Answering a question posed by the Ninth Circuit, the Supreme Court in Raines v. U.S. Healthworks Medical Group today holds that not only an employer but also the employer’s business-entity agents can be subject to liability under the California Fair Employment and Housing Act for an unlawful employment practice.

The court’s unanimous opinion by Justice Martin Jenkins should revive a federal lawsuit described by the Ninth Circuit as a putative class action “seek[ing] to hold defendants, providers of pre-employment medical screenings, liable for asking allegedly invasive and impermissible questions during medical screening exams.”

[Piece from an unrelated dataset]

PR #1680, opened 2025-03-24
Initial peer discovery setup

eerkaijun:
Standalone new `monad-peer-discovery` crate with basic unit tests. The crate will be integrated into `monad-raptorcast`. Would appreciate any early feedback. Will squash the commits before merging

FEHA defines an “employer” prohibited from engaging in various unlawful employment practices as including “any person regularly employing five or more persons, or any person acting as an agent of an employer, directly or indirectly.” In earlier opinions, the court had held that individual employees of the same employer are not subject to FEHA liability, but the court distinguishes those decisions and, relying on several different circuit Court of Appeals opinions interpreting similar federal law, it concludes, “the agent-inclusive language . . . permits a business-entity agent of an employer to be held directly liable for violation of the FEHA when it carries out FEHA-regulated activities on behalf of an employer” and has at least five employees. The court says its statutory interpretation “is consistent with sound public policy.”